# Overbar notation for negation

There are many ways we can write down negatives (or more general “negations”). The
most common way is to prefix terms with a “minus sign”, like
$-5$
for the negative of
$5$,
but I think minus signs are too cumbersome and
confusing. On this page, I’ll explain why I instead prefer to draw a
line/bar *along the top* of a term (which I pronounce as
“negative”, rather than “minus” or “bar”).

In fact, any notation which affects the *entire length* of a
term will have these advantages; for example we could write in a
different colour. I just find overbars the most convenient (e.g. they
don’t require swapping pens)!

Here are some examples of this notation:

- The negative of the number $5$ can be written $\overline{5}$
- The negative of a variable $x$ can be written $\overline{x}$
- The negative of a sum $p+43$ can be written $\overline{p+43}$

Note that this bar notation is not original. Negatives are an “additive inverse”, and it is quite common to indicate other sorts of “inverse” with an overbar, for example:

- Negative digits, when writing numbers in a signed or balanced base.
- Negation of a logical or boolean expression.
- Conjugation of a (hyper)complex number (negating its “imaginary” parts)
- The complement (opposite/negation) of a set

## Readability and aesthetics: long and short bars

Consider a long expression like this:

$x(2+\overline{123.45+\frac{42{y}^{2}}{7}}+96)$The bar clearly shows which parts are negative, without needing more parentheses; although we can add them if desired (in fact, grouping used to be written with such overlines; before parentheses became common!).
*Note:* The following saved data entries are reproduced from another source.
PR #21150, opened 2026-01-13
refactor(balance-monitor): eliminate duplicate decimals divisor calculation

anim001k:
Removes duplicate calculation of `decimalsDivisor` in `checkErc20Balance` by computing it once and reusing it for both token balance and bond balance conversions.


davidtaikocha:
Can't see much valuable improvements here.

PR #21152, opened 2026-01-13
fix(taiko-client): remove duplicate AnchorTxValidator construction

sashaodessa:
The function previously had two separate `return &AnchorTxValidator{...}` statements in different code paths (Shasta vs Pacaya clients), creating a maintenance risk. If the struct definition changes in the future, both return statements would need to be updated separately, which could lead to inconsistencies.


MatusKysel (approved):

davidtaikocha:
Looks like there is not much improvement, and the previous approach looks clearer to me, will close it, thanks for the PR.

PR #21153, opened 2026-01-13
chore(taiko-client-rs, taiko-client): address ci timeout

RogerLamTd:


MatusKysel (approved):

packages/taiko-client-rs/tests/deploy.sh
```diff
@@ -12,7 +12,6 @@ cd "${PROTOCOL_DIR}" &&
     --fork-url "$L1_HTTP" \
     --broadcast \
     --ffi \
-    -vvvvv \
```
davidtaikocha, line 15: Let's also change the deployment script in `taiko-client` as well.

packages/taiko-client/internal/version/version_test.go
```diff
@@ -0,0 +1,42 @@
+package version
```
davidtaikocha: Do we really need these tests in this PR?

RogerLamTd: removed

davidtaikocha (approved):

For comparison, using minus signs would give this:

$x(2+\left(\left(-,(123.45+\frac{42{y}^{2}}{7})\right)\right)+96)$Even if we don’t like such long bars, we could instead multiply by
$\overline{1}$
and *still* require fewer parentheses than using a minus
sign!

See the page on negatives for more discussion about $\overline{1}$.

## Alignment and spacing

Adding bars doesn’t add any horizontal space, which makes it easier to align things. For example, here’s a small times-table written using bar notation. The contents of each cell is an independent MathML expression: no attempt has been made to align them, yet they manage to look pretty clear.
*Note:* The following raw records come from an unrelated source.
PR #21154, opened 2026-01-13
chore(relayer): fix correct order of dest/src

MatusKysel:
…er of dest/src

### DIFF
--- a/packages/relayer/processor/process_message.go
+++ b/packages/relayer/processor/process_message.go
@@ -337,7 +337,7 @@ func (p *Processor) generateEncodedSignalProof(ctx context.Context,
 	// we can grab the latestBlockID, create a singular "hop" of srcChain => destChain,
 	// and generate a proof.
 	if len(p.hops) == 0 {
-		latestBlockID, err := p.latestSyncedBlockID(ctx, p.srcChainId.Uint64(), p.destChainId.Uint64())
+		latestBlockID, err := p.latestSyncedBlockID(ctx, p.destChainId.Uint64(), p.srcChainId.Uint64())
 		if err != nil {
 			return nil, err
 		}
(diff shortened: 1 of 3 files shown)


packages/relayer/processor/process_message.go
```diff
@@ -337,7 +337,14 @@ func (p *Processor) generateEncodedSignalProof(ctx context.Context,
...
 	if len(p.hops) == 0 {
-		latestBlockID, err := p.latestSyncedBlockID(ctx, p.srcChainId.Uint64(), p.destChainId.Uint64())
+		chainID, syncedChainID := p.srcChainId.Uint64(), p.destChainId.Uint64()
+		if p.shastaOldForkAddress == relayer.ZeroAddress {
+			// Without the fork router (v4 not implemented), rely on the dest chain's synced data.
+			chainID = p.destChainId.Uint64()
+			syncedChainID = p.srcChainId.Uint64()
+		}
+
+		latestBlockID, err := p.latestSyncedBlockID(ctx, chainID, syncedChainID)
```
davidtaikocha: If we switch those two params, the `latestBlockID` will be a block number on a different layer? If so, then seems the changes are not that correct?

davidtaikocha: If we don't have a fork router or there is no old signal service, will `p.eventRepo.LatestChainDataSyncedEvent` only return `0` in `latestSyncedBlockID`? If so, seems we don't need to change anything since the `p.eventRepo.LatestCheckpointSyncedEvent` will return the correct number?

MatusKysel: image
it will not because order is wrong, this is how it was before v4 implementation

davidtaikocha (approved):

YoGhurt111 (approved):

PR #21155, opened 2026-01-13
fix(eventindexer): use Scan for unique proposers/provers queries

Forostovec:
Replace FirstOrInit with Scan in FindUniqueProposers and FindUniqueProvers so that GORM returns all grouped rows instead of implicitly adding LIMIT 1. This aligns the repository methods with their API contract (return all unique addresses with counts), ensures the HTTP endpoints expose the full set of unique proposers/provers, and keeps error wrapping consistent with the actual query method.


davidtaikocha:
@claude plz review.

MatusKysel (approved):

davidtaikocha (approved):

PR #21158, opened 2026-01-14
fix(relayer): keep queue message body format when requeuing

phrwlk:
Fixed the processor requeue path so that messages keep using the QueueMessageSentBody JSON format expected by processMessage. Previously, eventLoop marshalled the whole queue.Message struct and republished it, which broke JSON decoding on the next attempt and effectively caused such messages to be dropped into the DLX instead of being retried.

Now, when processMessage returns shouldRequeue == true, the processor only calls Nack(requeue=true) and lets the broker requeue the original delivery without touching its body.

### DIFF
--- a/packages/relayer/processor/processor.go
+++ b/packages/relayer/processor/processor.go
@@ -3,7 +3,6 @@ package processor
 import (
 	"context"
 	"crypto/ecdsa"
-	"encoding/json"
 	"errors"
 	"fmt"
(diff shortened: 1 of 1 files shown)


MatusKysel:
@claude plz review

MatusKysel (approved):

davidtaikocha (approved):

$\times $ | $\overline{2}$ | $\overline{1}$ | $0$ | $1$ | $2$ |
---|---|---|---|---|---|

$\overline{2}$ | $4$ | $2$ | $0$ | $\overline{2}$ | $\overline{4}$ |

$\overline{1}$ | $2$ | $1$ | $0$ | $\overline{1}$ | $\overline{2}$ |

$0$ | $0$ | $0$ | $0$ | $0$ | $0$ |

$1$ | $\overline{2}$ | $\overline{1}$ | $0$ | $1$ | $2$ |

$2$ | $\overline{4}$ | $\overline{2}$ | $0$ | $2$ | $4$ |

Bars add a *little* vertical space to an expression, which
causes a little wiggling; but only due to the *thickness* of the
line (and some separation). In comparison, minus signs extend an
expression horizontally by the *entire length* of the line (plus
some separation). Here’s the same table using minus signs, and the
wiggling between cells is much more pronounced!
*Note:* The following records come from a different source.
PR #21159, opened 2026-01-14
ci(taiko-client, taiko-client-rs): improve ci timeout

RogerLamTd:
previously failing on forge script, likely due to invisible failures where txs don't get mined; inferred from failed runs not reaching `ONCHAIN EXECUTION COMPLETE & SUCCESSFUL.` log. 

also extended timeout as we have encountered cases where compilation is the gating factor, ~15 should be enough for now

### DIFF
--- a/packages/taiko-client-rs/tests/docker/docker-compose.test.yaml
+++ b/packages/taiko-client-rs/tests/docker/docker-compose.test.yaml
@@ -3,7 +3,7 @@ services:
     container_name: l1_node
     image: ghcr.io/foundry-rs/foundry:stable
     restart: unless-stopped
-    pull_policy: if_not_present
+    pull_policy: always
     ports:
       - "18545:8545"
     entrypoint:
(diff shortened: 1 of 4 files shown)


packages/taiko-client-rs/tests/docker/docker-compose.test.yaml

$\times $ | $-2$ | $-1$ | $0$ | $1$ | $2$ |
---|---|---|---|---|---|

$-2$ | $4$ | $2$ | $0$ | $-2$ | $-4$ |

$-1$ | $2$ | $1$ | $0$ | $-1$ | $-2$ |

$0$ | $0$ | $0$ | $0$ | $0$ | $0$ |

$1$ | $-2$ | $-1$ | $0$ | $1$ | $2$ |

$2$ | $-4$ | $-2$ | $0$ | $2$ | $4$ |

This seems like a minor quibble, but grids of numbers/expressions are used all over the place: spreadsheets, long addition/multiplication, matrices, etc. When things line-up, we can skim them quickly and spot discrepencies; when they don’t, we must expend mental effort to keep track of items individually.

### Negative digits

Thanks to the place-value system we use to write them, *numbers
themselves* can be thought of as a grid of digits. Negative numbers
are thus made of negative digits,
which can make arithmetic simpler and more uniform. This is natural to
express with overbar notation, but awkward and ambiguous using minus
signs.

## Known Conflicts

Bar notation is also used for things which have nothing to do with negatives, which makes for unfortunate clashes. Here are some I’m aware of:

**Please suggest more clashes!**

### Repeating Decimals

Bars are sometimes used for repeating decimals, e.g. $1.\overline{23}$ to represent $1.23232323\dots $. Since this varies between countries, it can be avoided in favour of a different notation.

### p-adic Numbers

p-adic numbers have the same conflict as repeating decimals, except going to the left instead of right. If we pick one of the other common notations for repeating decimals, we should also use it for p-adic numbers, for consistency.